Fig. 3Cross- and external validation of primary tumour type predictor. The 1D-Inception model was constructed for primary tumour type prediction. 32 primary tumour types are grouped by the pan-organ system. (a) Inception model confusion matrix for cross-validation of 32 primary tumour types on TCGA and ICGC dataset. Accuracy for each prediction class is shown to the right of the table. (b) 394 expression profiles of TCGA metastatic tumours from the primary site of origin spanning 11 organs were classified by the primary tumour type predictor. (c) 23 expression profiles of clinical datasets spanning 6 cancer types were classified by primary tumour type predictor. (d) 69 expression profiles of Melbourne dataset spanning 18 cancer types were classified by primary tumour type predictor. Text in contingency table cell c of (b), and (c) shows the number of class i tumour samples classified as class j. The heatmap of the confusion matrix is coloured in grayscale. Colour shading along with the main diagonal shows pan-organ groups.
Fig. 4Unsupervised embedding of expression profiles reveals relationships among primary sites. Expression profiles from all samples in the TCGA dataset were embedded into two dimensions using uniform manifold approximation and projection (UMAP) [86] and colored by primary tumour type. For each cancer, labels are placed near the centroid of the expression profile in the UMAP latent space.
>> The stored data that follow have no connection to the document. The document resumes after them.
PR #4776, opened 2017-01-19
ISPN-7371: infinispan-defaults - Rocksdb jar not found for leveldb.

ryanemerson:
https://issues.jboss.org/browse/ISPN-7371

When running `mvn install` we need to get classes from the jar, but when running `mvn test` the jar is not present, instead the classes are already on the classpath. Therefore, we log a missing jar instead of throwing an exception as we know the classes will be retrieved from the classpath.


tristantarrant:
Merged, thanks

Anatomical and histological relationships are emergent and add context to the most common misclassifications in Figure S2a. The following groups of cancers are highlighted with green, blue, and purple ellipses, respectively: i) COADREAD, STAD; ii) BLCA, CESC, ESCA, HNSC, LUSC; iii) GBM, LGG.
Fig. 5Cross- and external validation of molecular subtype predictors. A predictor of molecular subtypes was constructed for each of 11 primary tumour types, spanning 38 molecular subtypes on the TCGA dataset. (a) Per-class accuracy, (b) specificity, and (c) sensitivity of molecular subtype classifications evaluated through cross-validation (Fig. 1c). To further validate these subtype predictors, ovarian (d) and breast (e) subtype predictors were used to predict the respective molecular subtypes in two external datasets (GSE9899 and EGAS00000000083, respectively).